Pacific Northwest

October, 2012
Regional Report

Continue to Plant Bulbs

You can continue to plant tulips, daffodils, crocus, and other bulbs until the first hard frost. A general rule of thumb is to plant the bulb two to three times as deep as the widest part of the bulb. If the bulb is 1.5 inches wide, then it should be planted 3 to 4.5 inches deep.

Protect Root Crops

Root crops, such as carrots, turnips, potatoes, beets, winter radishes, and parsnips can be left in the ground until you are ready to use them. If you remove the green tops and cover them with straw, mulch, or soil, you can store them in the ground for another couple of months.

Drain Sprinkler Systems

To prevent frost damage to pipes, be sure to drain your sprinkler system.
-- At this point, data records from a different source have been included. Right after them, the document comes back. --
PR #139, opened 2019-04-25
Adds myself to the May WG

orta:
I figure it can be a launching point to get some names and a date for scheduling a chat just about graphiql

### DIFF
--- a/agendas/2019-05-02.md
+++ b/agendas/2019-05-02.md
@@ -30,6 +30,7 @@ to the list of attendees below along with your organization and location. Add an
 Name                 | Organization       | Location
 -------------------- | ------------------ | ----------------------
 Lee Byron            | GraphQL Foundation | Menlo Park, CA
+Orta Therox          | Individual Contrib | New York, NY
 *ADD YOUR NAME HERE* | *COMPANY / ORG*    | *WHERE YOU ARE*
 
 <small>\*: willing to take notes (eg. Joe Montana\*)</small>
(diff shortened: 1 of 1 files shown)


agendas/2019-05-02.md
```diff
@@ -41,4 +42,5 @@ Lee Byron            | GraphQL Foundation | Menlo Park, CA
 1. Introduction of attendees
 1. Review agenda (5m)
 1. Determine volunteers for note taking (5m)
+1. Starting up the GraphiQL Resdesign WG (5-10m)
```
IvanGoncharov: @orta I would suggest generalizing this issue.
I think the core problem here is the lack of active maintainers on GraphiQL repo.
Even if we all agree with the proposed redesign, it doesn't solve the core issue of unmerged PRs and unanswered issues.

I would suggest making it 20m and focus more on how to bootstrap the long term "GraphiQL WG". Also, I think a redesign is not the best first project to form a group of dedicated maintainers. I would suggest just stabilizing repo and updating it to the modern React (hooks, context, etc.) as the first milestone.
Later, after "GraphiQL WG" is fully formed and stabilized the group itself can decide to pursue "GraphiQL redesign" as the next big project.

It is just a suggestion, and I don't want to hijack the agenda item. But I want to voice it beforehand to save time during WG and do not deviate discussion from actual "GraphiQL Redesign WG" proposal.

benjie: I'm 💯 with @IvanGoncharov on this; I think we need a dedicated GraphiQL WG, and a redesign can be one of the tasks under that WG.

@AGS- has been performing the GraphiQL merges recently, would be good to get their thoughts and have them on board with this also. @AGS- are you available to attend this WG?

I'm also interested to know what backwards compatibility guarantees we need with GraphiQL: is there a minimum version of Node, GraphQL, React, etc that it must support? Another question for the WG I think :)

orta: Sure, this is all fine with me 👍

leebyron: Excited to have this conversation!

PR #147, opened 2019-04-26
Add Tim, Input Unions to 2019-05-02 agenda

tgriesser:
Added input union RFC to the agenda. Hopefully @binaryseed and @acao will be able to join as they've been dong most of the research work around this topic lately.


acao:
@tgriesser I'll be there!

PR #848, opened 2015-06-02
Create libxml278

rogeriopradoj:
Very useful for compiling PHP 5.2 and other old stuff, as pointed in:
http://www.devsumo.com/technotes/2014/06/php-node-lo-compiler-errors-when-building-on-os-x-10-9/


rogeriopradoj:
I've seen the build failed, I'll work on it.

rogeriopradoj:
Done!

libxml278.rb
```diff
@@ -0,0 +1,38 @@
+class Libxml278 < Formula
+  url "ftp://xmlsoft.org/libxml2/libxml2-2.7.8.tar.gz"
+  homepage "http://xmlsoft.org"
+  sha256 "cda23bc9ebd26474ca8f3d67e7d1c4a1f1e7106364b690d822e009fdc3c417ec"
+  desc "Libxml2 is the XML C parser and toolkit"
```
DomT4: This is slightly in the wrong order. Should be `desc` => `homepage` => `url` => `sha256`.

libxml278.rb
```diff
@@ -0,0 +1,38 @@
...
+    ENV.universal_binary if build.universal?
+
+    system "./configure", "--disable-dependency-tracking",
+                          "--prefix=#{prefix}",
+                          "--without-python"
+    system "make"
+    ENV.j1
+    system "make", "install"
+
+    if build.with? "python"
```
DomT4: There is no `depends_on :python => :optional`, so this will never be triggered. Either remove it or add the optional dep :)

libxml278.rb
rogeriopradoj: Done!

libxml278.rb
rogeriopradoj: Done!

DomT4:
Merged in https://github.com/Homebrew/homebrew-versions/commit/682f1fbdb06501eb1fd89059db61a7839f9c27ba. Thanks for your contribution to Homebrew, we appreciate it! :smiley_cat:.

Please note the preferred commit message style for new formulae is `libxml278 2.7.8 (new formula)`, Thanks!

PR #859, opened 2015-06-10
mysql55: updates from core

tamird:
This was pretty frustrating to debug!


mysql55.rb
```diff
@@ -106,6 +106,7 @@ def install
     ln_s "#{prefix}/support-files/mysql.server", bin
 
     # Move mysqlaccess to libexec
+    libexec.mkpath
```
DomT4: There's a lot of syntax in this formula we've stopped using or improved since. The direct calls to `ln_s` and `mv` in particular.

Here, we could be able to do this instead of adding another line to create `libexec`:

```ruby
libexec.install bin/"mysqlaccess"
libexec.install bin/"mysqlaccess.conf"
```

That should automatically create the directory and then move the files there.

tamird: heh, and yet: https://github.com/Homebrew/homebrew/blob/master/Library/Formula/mysql.rb#L130

DomT4: Heh, a classic case of [committed](https://github.com/Homebrew/homebrew/commit/b8a121e056a754a7b6bab29aaf7624df9bf0e6cb) over a year ago and nobody has glanced at it since. It's fine to change, just checked locally.

Jack fixed the `ln_s` logic in https://github.com/Homebrew/homebrew/commit/34ad88ddf140837dad474399a14a5c61b0ea68da, which is why that's no longer around in the core. You can tweak that here too if you like.

tamird:
Green

DomT4:
https://github.com/Homebrew/homebrew-versions/commit/1dc3065c8800df5346c36a2a6dfb5723078f9c7e :rocket:

PR #867, opened 2015-06-15
Add brew support for nasm version 2.11.06

ArtillerySr:
This code was taken from a previous core nasm build. Please help me fix it up so that is it in line with homebrew-versions standards.

### DIFF
--- a/nasm21106.rb
+++ b/nasm21106.rb
@@ -1,0 +1,28 @@
+class Nasm21106 < Formula
+  desc "Nasm 2.11.06 Formula"
+  homepage "http://www.nasm.us/"
+  url "http://www.nasm.us/pub/nasm/releasebuilds/2.11.06/nasm-2.11.06.tar.xz"
+  sha256 "90f60d95a15b8a54bf34d87b9be53da89ee3d6213ea739fb2305846f4585868a"
+
+  option :universal
+
+  def install
+    ENV.universal_binary if build.universal?
+    system "./configure", "--prefix=#{prefix}"
+    system "make", "install", "install_rdf"
+  end
+
+  test do
+    (testpath/"foo.s").write <<-EOS
+      mov eax, 0
+      mov ebx, 0
+      int 0x80
+    EOS
+
+    system "#{bin}/nasm", "foo.s"
+    code = File.open("foo", "rb") { |f| f.read.unpack("C*") }
+    expected = [0x66, 0xb8, 0x00, 0x00, 0x00, 0x00, 0x66, 0xbb,
+                0x00, 0x00, 0x00, 0x00, 0xcd, 0x80]
+    assert_equal expected, code
+  end
+end


nasm21106.rb
```diff
@@ -0,0 +1,29 @@
...
+      int 0x80
+    EOS
+
+    system "#{bin}/nasm", "foo.s"
+    code = File.open("foo", "rb") { |f| f.read.unpack("C*") }
+    expected = [0x66, 0xb8, 0x00, 0x00, 0x00, 0x00, 0x66, 0xbb,
+                0x00, 0x00, 0x00, 0x00, 0xcd, 0x80]
+    assert_equal expected, code
+  end
+end
```
DomT4: Needs a new, blank line a the end.

nasm21106.rb
```diff
@@ -0,0 +1,29 @@
+require "formula"
```
DomT4: Can remove this completely.

nasm21106.rb
```diff
@@ -0,0 +1,29 @@
+require "formula"
+
+class Nasm < Formula
```
DomT4: The test-bot failures are primarily because of the formula name mismatch - The file is called `nasm21106` but inside the Formula it defines its name as just `Nasm`. It should be `class Nasm21106 < Formula`

ArtillerySr:
Not really sure what the build error here is. Looks as if it couldn't locate this formula at all.

DomT4:
It crashed. I've asked it to look over the PR again.

ArtillerySr:
Looks as if we have another crash here.

DomT4:
Can you squash your commits down to 1? I'm wondering if that's the cause here, since nothing else is crashing this regularly.

ArtillerySr:
8 Commits have been squashed. Sorry for the mess.

DomT4:
Thanks! Still blowing up on the bot, which is odd. @jacknagel @mikemcquaid Any idea why this has crashed Jenkins 5 times in a row? I feel like I'm missing something obvious, but :confused:

jacknagel:
Feedback from the 10.10 bot:

```
==> brew style nasm21106
== /usr/local/Library/Taps/homebrew/homebrew-versions/nasm21106.rb ==
C: 26:  3: Inconsistent indentation detected.

1 file inspected, 1 offense detected
```

ArtillerySr:
Cleaned up that last indentation error however the bot still seems to be crashing. I agree with @DomT4 it seems like we are missing something obvious here.

jacknagel:
I don't think there's anything wrong with this PR, the failure is happening before the bot even pulls it. It completed an entire CI run when I started it manually yesterday.

ArtillerySr:
Looks good to go. Thanks for all the help.

DomT4:
Merged in https://github.com/Homebrew/homebrew-versions/commit/c6de18f84701a4e57f1894a089cf93d89ed8d1c3. Thanks for your contribution to Homebrew, we appreciate it! :smiley_cat:

PR #870, opened 2015-06-16
llvm36: Patch to fix --with-asan

### LINKED ISSUE #756: llvm36 fail to build in 10.10 if add --with-asan
Latest Command Line Tools is installed.

Output of `brew install llvm36 --with-lldb --with-lld --with-all-targets --with-asan`:

<https://gist.github.com/anonymous/b241e76a120ecccd76c3>

    make[3]: *** [compiler-rt/.makeall] Error 2
    make[2]: *** [all] Error 1
    make[1]: *** [clang/.makeall] Error 2
    make: *** [all] Error 1

It fail to build because of option "--with-asan", if i use `brew install llvm36 --with-lldb --with-lld --with-all-targets`, it will success to build.

So where the problem is?

flaub:
Fixes #756.

### DIFF
--- a/llvm36.rb
+++ b/llvm36.rb
@@ -143,6 +143,7 @@ class Llvm36 < Formula
     (buildpath/"tools/lld").install resource("lld") if build.with? "lld"
     (buildpath/"tools/lldb").install resource("lldb") if build.with? "lldb"
     (buildpath/"projects/compiler-rt").install resource("compiler-rt") if build.with? "asan"
+    inreplace "tools/clang/runtime/compiler-rt/Makefile", /CC=\"\$\(ToolDir\)\/clang\" \\/, "\\" if build.with? "asan"
 
     if build.universal?
       ENV.permit_arch_flags


llvm36.rb
```diff
@@ -143,6 +143,7 @@ def install
     (buildpath/"tools/lld").install resource("lld") if build.with? "lld"
     (buildpath/"tools/lldb").install resource("lldb") if build.with? "lldb"
     (buildpath/"projects/compiler-rt").install resource("compiler-rt") if build.with? "asan"
+    inreplace "tools/clang/runtime/compiler-rt/Makefile", /CC=\"\$\(ToolDir\)\/clang\" \\/, "\\" if build.with? "asan"
```
flaub: I don't know if this is the best way to accomplish this. I want to patch the file but wasn't clear about how to use an embedded patch.

flaub:
This can likely be applied to llvm34 and llvm35 as well.

DomT4:
We've reverted various workarounds for `asan` before now, so will let other @Homebrew/owners have some time to review here.

llvm36.rb
DomT4: Can we report the need for doing this upstream? I'd like to keep track on it long-term. Perhaps the LLVM team can flag up whether this is something we're causing or something that's a core LLVM issue.

You can also block the two "asan" calls together, like this:

```ruby
if build.with? "asan"
  (buildpath/"projects/compiler-rt").install resource("compiler-rt")
  # https://bugreport.submitted.com - Fix asan compile
  inreplace "tools/clang/runtime/compiler-rt/Makefile", /CC=\"\$\(ToolDir\)\/clang\" \\/, "\\"
end
```

apjanke:
Ping on this? It's been a year, so I'm inclined to close this unless there's been upstream bug report activity.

The best way to do this is to turn off the water source that supplies your sprinklers, then open each valve for several minutes to release any water or air pressure in the line. If your pipes are buried less than 12 inches deep in the ground, or if they are without drain valves, use an air compressor to blow the remaining water out of the lines.

Clean Up Garden Debris

You can reduce the incidence of peony botrytis blight and hollyhock rust next year by removing and disposing of the old stems this fall. Removing debris will keep disease pathogens from wintering over in your garden and infecting new growth next spring.

Clean and Store Garden Tools

Before storing for the season, clean power tools of all plant material and dirt. Replace worn spark plugs, oil all necessary parts, and sharpen blades. Store all tools in their proper place in a garden shed or garage, never outdoors where they will develop rust over the winter months.